The late Valērijs Maligins, who passed away at the age of 52 on December 9, 2017, owned 69.5% of Olainfarm shares. He bestowed all of his free estate to his daughters Irina Maligina, Anna Emīlija Maligina (born 2006, she is represented by her mother Signe Baldere-Sildedze) and Nika Saveļjeva. His wife Elīna Maligina was not mentioned in the testament but under Latvian law became a forced heir and chose to convert her shares into money, estimated at about €8m to €10m.
In practical terms, however, it was Irīna who assumed complete control over Olainfarm last year. Why is that so?
Three sisters but only one key to company
It would seem that, if 69.5% of the shares are bestowed upon three sisters, two of them could always team up against the third if there's any conflict. But it is not as simple in practice.
Valērijs Maligins only owned 26.9% of the shares directly; these were divided into three. But the vast majority of the shares, or 42.6%, was controlled indirectly, via the Olmafarm company.
Last February Irina Maligina, named the trustee of the inheritance, became a board member at Olmafarm. Basically, it means she held voting rights for 42.6% of the shares. It would seem that, should the other sisters dislike this arrangement, they could simply instate another board member instead.
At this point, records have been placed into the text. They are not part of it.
PR #258, opened 2022-03-29
Export demographics and economics

SashaWeinstein:
# Export the last two EDDT categories 🌻 

We are very close! This PR has new code to export using the 5 accessors we've written together. It also has some changes to the code in those accessors. If you're curious here is [action](https://github.com/NYCPlanning/db-equitable-development-tool/actions/runs/2061537684) that produced the output on DO

## New `collate_save_census` function
This replaces the old `external_review_PUMS.save_PUMS` function. There is a special function for the two census categories because we write separate files for each year-geography. The housing prod/QOL/housing security categories write one file to each geography. 

This new function uses the existing accessor function but doesn't load them from `all_accessors.py`. This is not great design as I wanted one process to load accessors. However given the time constraints I didn't see how to make that happen. So currently we have two classes, `Accessors` in `all_accessors.py` which returns a flat list of indicators used for testing and exporting housing prod/QOL/housing security and then `CensusAccessors` which needs a geography and a year combination to get back an accessor. Maybe the two contexts in which the accessors are called are too different and we won't arrive at one unified process, I'm not sure. We could also use `CensusAccessors` for testing, I know it bother Te that we don't test each year for the census categories. 

### Year parameter
All accessors for demographics and economics now take a year parameter. This is so that they can all be called via ` df = accessor(geography, year)`. For the two census pums accessors this is redundant as they can only take a year parameter of "2000" but it was the best way to have consistency on the export end.
For `decennial_census_001020` the years it can take were changed from `[2000, 2010, 2020]` to ` ["2000", "0812", "1519"]`. This parameter is immediately fed into a mapper dictionary so this change was very easy to make. 

### "pop" variable from census and ACS PUMS re-named
We had run into this problem before where the decennial census has the count of total pop we report on the front-end and the census/ACS PUMS have the total pop we use as a denominator. They were both named "pop" which messes with the merge. We had run into this problem before and I don't remember how we resolved it. My solution here was to rename the pop from ACS/census PUMS to `pop_denom`. If this isn't best it should be pretty straightforward for me or another engineer to change it.

## Miscellaneous changes  

Files, functions and workflows that used to read "PUMS_collate" or "PUMS_export" now are "census_collate" or "census_export". The structure where these two categories need their own code hasn't changed but now we have surveys other than PUMS.


aggregate/all_accessors.py
```diff
@@ -96,30 +96,32 @@
...
+    """Used for testing, exporting QOL/housing security/housing prod"""
+
+    demographics = demographics_accessors
+    economics = economics_accessors
     quality_of_life = QOL_accessors
     housing_production = housing_production_accessors
-    census = census_accessors
     housing_security = housing_security_accessors
-    pums_demographics = demographics_accessors
+    demographics = demographics_accessors
```
td928, line 125: is this a repetition from line 120?  also economics also seems to repeat below

aggregate/clean_aggregated.py
```diff
@@ -71,11 +70,17 @@ def order_affordable(measures, income) -> List:
     for i in income:
         for m in measures:
             rv.append(f"units_affordable_{i}{m}")
-            
+
     return rv
 
 
-def rename_col_housing_security(df: pd.DataFrame, name_mapper: dict, race_mapper: dict, year_mapper: dict, suffix_mapper: dict):
+def rename_col_housing_security(
```
mbh329, line 77: the extra comma at the end is a neat feature in the linter

aggregate/decennial_census/decennial_census_001020.py
```diff
@@ -3,7 +3,7 @@
 from utils.PUMA_helpers import clean_PUMAs
 from internal_review.set_internal_review_file import set_internal_review_files
 
-year_map = {2000: "00", 2010: "10", 2020: "20"}
+year_map = {"2000": "00", "0812": "10", "1519": "20"}
```
mbh329, line 6: cool - thanks for updating this, keep the year string consistent

aggregate/decennial_census/decennial_census_001020.py
```diff
@@ -122,10 +122,10 @@ def create_puma_level_df_by_year(df, year):
 
 
 def decennial_census_001020(
-    geography: str, year: int = 2010, write_to_internal_review=False
+    geography: str, year: str = "2000", write_to_internal_review=False
 ) -> pd.DataFrame:
     assert geography in ["citywide", "borough", "puma"]
-    assert year in [2000, 2010, 2020]
+    assert year in ["2000", "0812", "1519"]
```
mbh329, line 128: The years are changed because they are replacing the 0812/1519 data?

external_review/collate_save_census.py
```diff
@@ -0,0 +1,68 @@
...
+from aggregate.PUMS.pums_2000_economics import pums_2000_economics
+from aggregate.PUMS.pums_0812_1519_demographics import acs_pums_demographics
+from aggregate.PUMS.pums_0812_1519_economics import acs_pums_economics
+
+
+from aggregate.load_aggregated import initialize_dataframe_geo_index
+
+app = typer.Typer()
+
+dec_census_year_mapper = {"1519": 2020, "0812": 2010, "2000": 2000}
```
mbh329, line 18: I think te made a similar comment but I think it makes sense to stay consistent between year as an int vs string

aggregate/all_accessors.py
SashaWeinstein: oh yea good catch lol. deleted the redundant attr assignments

external_review/collate_save_census.py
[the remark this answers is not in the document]
SashaWeinstein: actually that code can just come out, it doesn't do anything

aggregate/decennial_census/decennial_census_001020.py
SashaWeinstein: having the parameter immediately passed to the mapper makes this sort of update really easy. Having clearly defined mappers as python dictionaries is consistently a good pattern for us in this project

td928:
> @td928 I think you're right that functions are more appropriate for our system of returning accessors.
> 
> I'm thinking maybe a single `get_accessors` function that takes a category name and optional arg of year. If the category is housing prod/QOL/housing security then it returns the associated iterable of accessors. If the category is demographics/economics then it uses to year to return the correct iterable of accessors.
> 
> I don't think this process would require partial functions or closures? Do you have an idea of where to implement those?

Hey @SashaWeinstein I think you are right that function are sufficient for our purposes. I also don't think this PR requires that refactoring and just ideas for future refactoring if it happens.

td928 (approved):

But it soon turned out that Irina had made herself irreplaceable -- for the time being, at least. Olmafarm statutes were changed to the effect that changing the board member required 75% of the vote. That meant that the younger sisters controlled two thirds of the company but could not change its leadership.
In essence, Irina Maligina secured complete control over Olainfarm. In September, she used her privileges to shake up the company council, inter alia adding lawyers Mārtiņš Krieķis and Pāvels Rebenoks to it.
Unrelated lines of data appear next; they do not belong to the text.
PR #184, opened 2019-06-18
[BTRX-710] Permission functionality

tadeork:
## Addresses
https://broadinstitute.atlassian.net/browse/BTRX-710

## Changes
Redirects to home if user has no access to CG or Project.

## Testing

---


grails-app/controllers/org/broadinstitute/orsp/ConsentGroupController.groovy
```diff
@@ -183,7 +183,11 @@ class ConsentGroupController extends AuthenticatedController {
     @Override
     show() {
         Issue issue = queryService.findByKey(params.id)
-        if (issueIsForbidden(issue)) {
+        Boolean isUserReporter = false
+        if (params.projectKey != null) {
+            isUserReporter = queryService.findByKey(params.projectKey).reporter == getUser().userName
```
rushtong: Why make the same query twice? On line 185, you already have the issue. This should work:
```
Boolean isUserReporter = issue?.reporter == getUser().userName
```

tadeork: Yes but there are not the same issue. If the user is trying to get into a CG from a Project I need to know if he/she has access. I need not only the id of the CG but also the id of the Project to know if the user is the reporter. One query for the Project and the other one for the CG.

rushtong: Ah ... yes, I missed that. You're querying on two things, the consent group which is `params.id` and then the project, which is `params.projectKey`. So, my feedback here is not accurate, thank you!

One more detail, `queryService.findByKey(params.projectKey).reporter` could be safer if you did this: `queryService.findByKey(params.projectKey)?.reporter`

wloforteBroad:
> Not sure this solves the problem of the user searching from the nav bar:
> 
> > NOTE: Also fix the following: If a user has not been granted access to a project, and searches for the project in the search page, the system successfully shows the user that the projects exists, but does not allow access.  HOWEVER, if the user searchers in the search field located in the banner, the system provides full access to the record that she should not have access to.
> 
> That code is in `SearchController.getMatchingIssues()` and `_topNav.gsp`. If I understand how this works, a user would click on an unallowed entry in the top nav search bar, then get redirected to the main page with no information as to why or what happened. At a minimum, we should be telling the user something about why they can't get to where they want to go.
> 
> I think this story needs some refinement, and this solution needs to be run by ORSP for approval.

This was already happening, I totally agree with you and I'll create a story to show a message to the user when they have no permission to see an issue. We were discussing that same thing with Jaime yesterday.

rushtong:
@wloforteBroad  - Thank you, yes, that was happening, but it was accidental and a side-effect of the other role-based changes. With this PR, a user on the search page (or in any other part of the site) will be redirected and therefore lose the context of where they were. 

I think a better solution were to prevent the user from following the link in the first place. Imagine that the autocomplete returned the same results now, but with no link for the ones the user doesn't have access to. Then, the autocomplete widget could check for that condition and show something nice in the UI, i.e., treat it differently and make it not clickable with some kind of information saying "Hey, you can't go there!". Better to capture the error before the user clicks rather than after since we know, up front, what the user can and cannot do.

wloforteBroad:
@rushtong Yes, totally agree. But do you think we can do it as part of a new story, or do it on this one?

rushtong:
@wloforteBroad - I don't have a strong opinion on that question, I think it's a PO decision on whether the functionality here meets the requirements. If Andrea is OK with this partial solution, then yes, move forward and create a new story for what this should be doing.

wloforteBroad:
@rushtong this story was to improve a couple of thing that were not working as the ORSP team wanted, so I think is safe to resolve this in a different story. The two issues to solve were:
1- Users with permissions to see a Project didn't have access to related Consent groups, they can access now.
2- User without access to a Project or CG could access them by searching in the Header and clicking them, they are not able to do that any more.

rushtong:
@wloforteBroad 

> 1- Users with permissions to see a Project didn't have access to related Consent groups, they can access now.

Agreed. 

> 2- User without access to a Project or CG could access them by searching in the Header and clicking them, they are not able to do that any more.

Agreed ... but the current PR implementation adds a new bug, i.e. a user can be redirected to a page they did not want to go to with no explanation. I approved this PR - it's up to Andrea and team to approve the implementation of the story.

Was this an ethical thing to do? According to Irina Maligina, this was necessary for the benefit of the factory.
Changes by April 1
The recently held meeting was initiated by Nika Saveļjeva and Signe Baldere-Sildedze, basically with the goal of seizing power at Olainfarm. A chance arose for them to do that in January.
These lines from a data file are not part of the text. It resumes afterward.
PR #187, opened 2019-06-24
BTRX-678 Implement Project - Sample/Data Cohort link approval process

vvicario:
## Addresses
https://broadinstitute.atlassian.net/browse/BTRX-678

## Testing

---


grails-app/services/org/broadinstitute/orsp/PersistenceService.groovy
```diff
@@ -53,4 +53,10 @@ class PersistenceService {
         consentCollectionLink?.delete(flush: true)
     }
 
+    void updateCollectionLinkStatus(String consentKey, String projectKey, String status) {
+        ConsentCollectionLink.executeUpdate("update ConsentCollectionLink ccl set ccl.status = :status where ccl.projectKey = :projectKey and ccl.consentKey = :consentKey",
```
rushtong: nit: This is HQL, not sql, and will work fine. I'm not requesting that you change this, but wanted to point out that this is a different pattern than what we've been striving for, i.e. moving toward using sql directly in persistence services. In general, anything that is GORM or hql has not been nearly as performant as raw sql. It's trivial to write these updates that way, but when we use hql/gorm, it goes through a significant layer of ORM manipulation overhead. For simple updates like this, it's likely that you won't see the impact. In larger updates/queries, you will definitely see a performance impact.

grails-app/views/consentGroup/_confirmationDialog.gsp
```diff
@@ -0,0 +1,42 @@
...
+                      </a>
+                    </g:if>
+                    <g:if test="${actionKey == 'reject' || actionKey == 'unlink'}">
+                      <a class="btn btn-primary" href="${createLink(controller: 'consentGroup', action: 'breakLink', params: [projectKey: issue.projectKey, consentKey: consent.projectKey, type: actionKey])}">
+                        Accept
+                      </a>
+                    </g:if>
+            </div>
+    </div>
+</div>
```
rushtong: Why aren't these react components?

grails-app/views/consentGroup/_requestClarification.gsp
```diff
@@ -0,0 +1,59 @@
...
+    z-index: 1500;
+    overflow-y: scroll;
+    overflow-x: hidden;
+    height: 300px;
+}
+
+.ui-dialog.ui-widget.ui-corner-all.ui-front {
+    overflow: visible;
+}
+</style>
```
rushtong: Same concern here ... we're increasing the tech-debt backlog with this PR.

src/main/webapp/components/Btn.css
```diff
@@ -27,3 +27,114 @@
...
+.cta-container .btn:active,
+.cta-container .btn:focus {
+  outline: none;
+}
+
+.request-clarification {
+  display: inline-block;
+  position: relative;
+  height: 50px;
+  background: url('../../../../grails-app/assets/images/icon-live_help.svg') no-repeat center center;
```
rushtong: Do you know if this gets translated correctly with webpack? I would think that `/assets/...` should work here.

src/main/webapp/components/Btn.css
```diff
@@ -27,3 +27,114 @@
...
+  text-decoration: underline;
+}
+
+.consent-group-panel-body {
+  min-width: 100%;
+}
+
+p.modal-large {
+  font-size: 16px;
+}
```
rushtong: nit: newline

src/main/webapp/projectContainer/ConsentGroups.js
```diff
@@ -61,6 +62,69 @@ export const ConsentGroups = hh(class ConsentGroups extends Component {
       }).parent().removeClass("ui-widget-content");
       $(".ui-dialog-titlebar").hide();
     });
+
+    $(".confirmationModal").on('click', function () {
+      $("#confirmation-modal-dialog").load(
+        component.serverURL + "/api/consent-group/confirmation-modal?"
```
rushtong: Ah ... I think I see why you added the gsp. I don't agree with this approach ... all new API calls should be returning raw json objects, not gsps. All html view content should be a react component.

vvicario:
@rushtong I worked on your feedback. Can you please take a look? Thank you

grails-app/services/org/broadinstitute/orsp/PersistenceService.groovy
vvicario: :+1: I moved to sql

grails-app/views/consentGroup/_requestClarification.gsp
vvicario: Agree, I removed it and I moved to react components

grails-app/controllers/org/broadinstitute/orsp/api/NewConsentGroupController.groovy
```diff
@@ -199,4 +200,22 @@ class NewConsentGroupController extends AuthenticatedController {
...
+    def approveLink () {
+        try {
+            queryService.updateCollectionLinkStatus(params.consentKey, params.projectKey, IssueStatus.Approved.name)
+            response.status = 200
+        } catch (Exception e) {
+            response.status = 500
+            log.error("Exception updating collection links status: " + e)
+            flash.error = "Error updating collection links status: " + e
+        }
+        redirect(controller: "project", action: "main", params: [projectKey: params.projectKey, tab: "consent-groups"])
```
rushtong: I don't think we should be redirecting here (or anywhere, for that matter). If we redirect, that means we lose all context and state from the page that this was called from. The way our APIs should work is that they perform some kind of function, then return the result of that function to the React component that made the call. The component then reads that information and performs state updates as needed. We're trying to get away from the multi-page pattern and moving toward the single-page pattern.

grails-app/services/org/broadinstitute/orsp/QueryService.groovy
```diff
@@ -401,6 +401,17 @@ class QueryService implements Status {
...
+    void updateCollectionLinkStatus(String consentKey, String projectKey, String status) {
+        final session = sessionFactory.currentSession
+        final String query =
+                ' update consent_collection_link set status = :status ' +
+                'where project_key = :projectKey and consent_key = :consentKey'
+        final sqlQuery = session.createSQLQuery(query)
+        sqlQuery.setParameter('projectKey', projectKey)
+        sqlQuery.setParameter('consentKey', consentKey)
+        sqlQuery.executeUpdate()
+    }
```
rushtong: Would it make more sense to return something useful to the caller? That way any upstream APIs can return the result of the update to the calling page.

grails-app/controllers/org/broadinstitute/orsp/api/NewConsentGroupController.groovy
rushtong: I think I see why you're doing this ... and it has to do with the fact that the caller is in a GSP (see  `grails-app/views/consentGroup/list.gsp`). I'm not sure what the best tactical approach is here - maybe that page needs to go through the react conversion first, or we can add this bit of tech debt to handle in whatever story does handle this.

vvicario: I agree, when I moved the component to react I forgot to remove the redirection. I'll do that

grails-app/controllers/org/broadinstitute/orsp/ConsentGroupController.groovy
```diff
@@ -126,10 +126,18 @@ class ConsentGroupController extends AuthenticatedController {
...
-        def issue = queryService.findByKey(params.projectKey)
-        def links = ConsentCollectionLink.findAllByProjectKeyAndConsentKey(params.projectKey, params.consentKey)
-        deleteCollectionLinks(links)
-        redirect(controller: "project", action: "main", params: [projectKey: params.projectKey, tab: "consent-groups"])
+        try {
+            queryService.updateCollectionLinkStatus(params.consentKey, params.projectKey, params.type == "unlink" ? IssueStatus.Unlinked.name : IssueStatus.Rejected.name)
+            List<ConsentCollectionLink> links = ConsentCollectionLink.findAllByProjectKeyAndConsentKey(params.projectKey, params.consentKey)
+            deleteCollectionLinks(links)
+            response.status = 200
+            render([message: "Links are been deleted"] as JSON)
```
rushtong: nit: It would be a lot nicer to describe for the user what links were deleted. As it stands now, this is a pretty opaque operation.

grails-app/controllers/org/broadinstitute/orsp/UrlMappings.groovy
```diff
@@ -50,6 +50,9 @@ class UrlMappings {
         '/api/consent-groups'(controller: 'consentGroup', action: 'projectConsentGroups', method: 'GET')
         '/api/consent-group/upload-modal'(controller: 'consentGroup', action: 'loadModalWindow', method: 'GET')
 
+        '/api/break-link'(controller: 'consentGroup', action: 'breakLink', method: 'DELETE')
```
rushtong: Is the 'DELETE' accurate here? You're reading params which means there is a post-body content. This seems more like a POST than a DELETE.

grails-app/controllers/org/broadinstitute/orsp/api/NewConsentGroupController.groovy
```diff
@@ -199,4 +200,28 @@ class NewConsentGroupController extends AuthenticatedController {
...
+              response.status = 400
+              render([message: 'Error updating collection links, please check specified parameters.'] as JSON)
+            } else {
+              response.status = 200
+              render([message: 'Collection links are been updated.'] as JSON)
+            }
+        } catch (Exception e) {
+            response.status = 500
+            log.error("Exception updating collection links status: " + e)
+            flash.error = "Error updating collection links status: " + e
```
rushtong: Flash errors in Grails are part of the user's session object. GSPs have the ability to read that from the session, so in this context, this really doesn't have any effect.

grails-app/controllers/org/broadinstitute/orsp/api/NewConsentGroupController.groovy
```diff
@@ -199,4 +200,28 @@ class NewConsentGroupController extends AuthenticatedController {
...
+     */
+    def approveLink () {
+        try {
+            boolean isUpdated = queryService.updateCollectionLinkStatus(params.consentKey, params.projectKey, IssueStatus.Approved.name)
+            if (!isUpdated) {
+              response.status = 400
+              render([message: 'Error updating collection links, please check specified parameters.'] as JSON)
+            } else {
+              response.status = 200
+              render([message: 'Collection links are been updated.'] as JSON)
```
rushtong: Similar concern with respect to returning information to the user. A json list of created links would be very appropriate.

grails-app/services/org/broadinstitute/orsp/QueryService.groovy
```diff
@@ -567,19 +580,29 @@ class QueryService implements Status {
         issue
     }
 
+    Boolean areLinksApproved(String projectKey, String consentKey) {
+        List<ConsentCollectionLink> links = ConsentCollectionLink.findAll("from ConsentCollectionLink as ccl where ccl.projectKey= :projectKey and ccl.consentKey = :consentKey",
```
rushtong: I don't recommend GORM style queries. This can easily be a `getSqlConnection()` call that just queries for the status.

grails-app/services/org/broadinstitute/orsp/QueryService.groovy
```diff
@@ -567,19 +580,29 @@ class QueryService implements Status {
...
+                [consentKey: consentKey, projectKey: projectKey])
+        ArrayList approvedLinks = links.findAll {
```
rushtong: In general, favor List over ArrayList. Also, please use strong typing, i.e. `List<ConsentCollectionLink>`. I have a feeling that once you write a more concise query to get all approved statuses from the ccl table, you won't need to do this at all.

grails-app/services/org/broadinstitute/orsp/QueryService.groovy
```diff
@@ -567,19 +580,29 @@ class QueryService implements Status {
...
+    }
+
     /**
      * Find issues by keys
      *
      * @param keys The issue keys
      * @return List of Issues that match the query
      */
-    Collection<Issue> findByKeys(Collection<String> keys) {
+    Collection<Issue> findByKeys( Map<String, ConsentCollectionLink> keys) {
```
rushtong: nit spacing:
```suggestion
    Collection<Issue> findByKeys(Map<String, ConsentCollectionLink> keys) {
```

grails-app/views/consentGroup/list.gsp
```diff
@@ -1,127 +1,164 @@
...
-        var url = new URLSearchParams(window.location.search);
-        if (url.get('tab') === 'consent-groups' && url.has('new')) {
-            $('#alert').fadeIn('slow', function(){
-                   $('#alert').delay(8000).fadeOut();
-                   history.pushState({}, null, window.location.href.split('&')[0]);
-            });
-        }
-    });
+  // Display for 8 seconds a message indicating the submission of a new consent group. This is temporary until this page is moved to react.
+  $(document).ready(function () {
```
rushtong: nit spacing:
```suggestion
  $(document).ready(function() {
```

grails-app/views/consentGroup/list.gsp
```diff
@@ -1,127 +1,164 @@
...
+    var url = new URLSearchParams(window.location.search);
+    if (url.get('tab') === 'consent-groups' && url.has('new')) {
+      $('#alert').fadeIn('slow', function () {
```
rushtong: nit spacing:
```suggestion
      $('#alert').fadeIn('slow', function() {
```

vvicario:
@rushtong Can you take a look at this please? Thank you!

grails-app/controllers/org/broadinstitute/orsp/ConsentGroupController.groovy
```diff
@@ -126,10 +125,19 @@ class ConsentGroupController extends AuthenticatedController {
...
-        def links = ConsentCollectionLink.findAllByProjectKeyAndConsentKey(params.projectKey, params.consentKey)
-        deleteCollectionLinks(links)
-        redirect(controller: "project", action: "main", params: [projectKey: params.projectKey, tab: "consent-groups"])
+        try {
+            queryService.updateCollectionLinkStatus(params.consentKey, params.projectKey, params.type == "unlink" ? CollectionLinkStatus.Unlinked.name : CollectionLinkStatus.Rejected.name)
+            List<ConsentCollectionLink> links = queryService.findConsentCollectionLinksByProjectKeyAndConsentKey(params.projectKey, params.consentKey)
+            deleteCollectionLinks(links)
+            response.status = 200
+            render([message: "Links with the following ids: " + links.collect{it.sampleCollectionId}.join(",")  +
+                    " for the specified consent key: " + params.consentKey + " and project key " + params.projectKey + " are been deleted"] as JSON)
```
rushtong: * nit, language: `are been deleted` -> `have been deleted`
* sampleCollectionId can be null so you might have empty list elements in `links.collect{it.sampleCollectionId}.join(",")`

grails-app/controllers/org/broadinstitute/orsp/ConsentGroupController.groovy
```diff
@@ -126,10 +125,19 @@ class ConsentGroupController extends AuthenticatedController {
...
+        } catch (Exception e) {
+            response.status = 500
+            log.error("Exception deleting collection links: " + e)
+            render([error: "There was an error trying to unlink collection links"] as JSON)
```
rushtong: nit language (but maybe confirm with Andrea's team on this too): 
```suggestion
            render([error: "There was an error trying to remove project sample data cohort associations."] as JSON)
```

grails-app/controllers/org/broadinstitute/orsp/api/ClarificationController.groovy
```diff
@@ -60,4 +60,28 @@ class ClarificationController extends AuthenticatedController {
         }
         response
     }
+
+    def collectionRequestClarification() {
+        Issue issue = queryService.findByKey(params.id)
+        if (params.comment) {
+            Comment comment = persistenceService.saveComment(issue.projectKey,  getUser()?.displayName, params.comment)
+            String toAddresses = userService.findUser(params.pm)?.collect {it.emailAddress}
+            String fromAddress = (String) getUser()?.emailAddress
```
rushtong: emailAddress is already a string ... why the cast? Remember, casting is *always* a code smell. If you're doing it, you should be 1000% sure that's the only way to do what you need.

grails-app/services/org/broadinstitute/orsp/QueryService.groovy
```diff
@@ -141,6 +141,21 @@ class QueryService implements Status {
         getSqlConnection().rows(query, ["consentKey": consentKey]).collect { it.get("sample_collection_id").toString() }
     }
 
+    /**
+     * Find all sample collection ids that have been associated to the provided consent.
+     *
+     * @return Collection of distinct sample collection ids
```
rushtong: nit: this is a copy/paste error

src/main/groovy/org/broadinstitute/orsp/CollectionLinkStatus.groovy
```diff
@@ -0,0 +1,16 @@
+package org.broadinstitute.orsp
+
+enum CollectionLinkStatus {
+
+
+    Approved("Approved"),
```
rushtong: Enum instances are constants and should follow the all uppercase naming convention ... (see https://docs.oracle.com/javase/tutorial/java/javaOO/enum.html)
```suggestion
    APPROVED("Approved"),
```

src/main/webapp/components/RequestClarificationDialog.js
```diff
@@ -26,20 +32,42 @@ export const RequestClarificationDialog = hh(class RequestClarificationDialog ex
...
+      prev.pm = [{key:''}],
+      prev.submit = false;
       return prev;
     });
     this.props.closeModal();
   };
 
+  validateClarification() {
+    let isValid = false;
+    if(this.props.linkClarification === true) {
```
rushtong: nit: spacing
```suggestion
    if (this.props.linkClarification === true) {
```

Back then Nika and Signe, or rather their team of lawyers, were finally able to assume control at Olmafarm and replace Irina Maligina -- despite the new statutes -- with Milana Belēviča. These changes were entered at the Enterprise Register. Mathematically speaking, Nika and Signe now hold the majority of votes at Olainfarm, or about 57%.
The other party has contested the Register's decision (it is controlled by the Justice Ministry) on changing the board of Olmafarm, claiming it was caused either by incompetence or corruption.
On March 27, several days before the meeting, Olainfarm management decided to cancel it. Why? According to the management, data of the Central Depository say that Nika Saveļjeva and Signe Baldere-Sildedze are not Olainfarm shareholders and therefore they were not allowed to call for a meeting. As Pāvels Rebenoks said, "they're nothing".
Meanwhile it took two days for the Financial and Capital Markets Commission (FKTK), which initially distanced itself from the conflict saying it should be resolved in court, to officially condemn the Olainfarm decision. FKTK said sometimes the depository does not have info on the shareholders, as it sometimes lists banks or brokerage companies that hold the individuals' shares. I.e., just because someone isn't listed, it doesn't mean they're not a shareholder.
The stock exchange reacted by suspending the trade of Olainfarm shares starting April 1 "due to the contradictory information in the mass media which might become an obstacle to transparent and fair trading".
Change of power?
Despite that Olainfarm management cancelled the shareholders' meeting, its largest shareholder Olmafarm -- now controlled by Nika and Signe -- disagreed and asked minority shareholders attend the meeting on April 1, as planned.
At the end, several of them indeed attended but were not admitted to company premises. It did not stop them from holding a meeting, however, which they did in a black van with 61.5% of shareholders present. That is, in addition to the daughters there were minority shareholders present, having about 3 to 4% of Olainfarm shares. The result was that a new supervisory board was elected with Gundars Bērziņš as the chairman. He has the power to shake up management at Olainfarm.
This is not the first time something like this has happened in Latvia. When there was a conflict between Ventspils Nafta shareholders, there were parallel meetings held simultaneously -- one of them indeed happened in a van. They made conflicting decisions but ultimately it was up to the Enterprise Register to decide who would prevail.
It is evident that the same thing will happen, with the Enterprise Register again playing a crucial role. It will either deem the meeting legitimate, or not. According to experts reached by Rus.lsm.lv, it is likely that the meeting will be pronounced legal and that Olainfarm will come under the control of Nika and Signe. In this scenario, Irina Maligina will become a minority shareholder with little actual influence. She'll be able to control about 8% of the shares that she owns privately.
The situation at Olainfarm is particularly difficult in that even experts and minority shareholders don't know who to support. If best corporate practices mean anything, both of the shareholders don't look particularly well-situated, ethically speaking. Corporate wars are also bad in that, sooner or later, it starts to deplete the funds of the actual business in question.